A howling rose from the darkness. Not the foley artist call of a cartoon wolf but the long, piercing cry of an animal hunting. More and more voices joined, some yipping, barking, yowling, making sounds I don’t have words for. A grad choir of monsters. The caroling of the blood-hunt.

“For whichever of my Awakened can understand what I am saying, let me tell you something about my home country. We tell our kids stories about monsters, and especially horrible monsters called dragons. And at the end of the story, the brave heroes kill the dragon. The point isn’t to teach kids that dragons and monsters are real. Kids know that already. We tell them the stories so they know that dragons can be killed. And that one day, the one to kill the dragon will be them.”

The rain drenched me. My stupid slip dress of a tunic was glued to me, my Robin Hood hat drooped, my little leather slippers were soaked. I was cold. Scared. People all around and feeling all alone. I squeezed the knife in my right hand and the scepter in my left.

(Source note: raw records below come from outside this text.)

PR #1371, opened 2019-09-26
Loads resource based on resource template and returns unmatched triples

justinlittman:
closes #1357

PR #1385, opened 2019-09-30
Clarified Load by RDF page.

### LINKED ISSUE #1182: Clarify Load RDF tab
**Describe the bug**
When I go "Load RDF" and I enter the following data:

“This is going to be a nasty one. But that’s fine. Because we are monster slayers. We hang their heads over our gates, and use their hides for rugs. We trade their bones like we were slipping our change to the waiter. Their dead make our potions, our weapons, our armor. We kill them and stack them so high, their corpses make walls and reefs around our Tower. So let them come. Let them send their dragons. Our job won’t change. Awakened, hear my order- KILL!”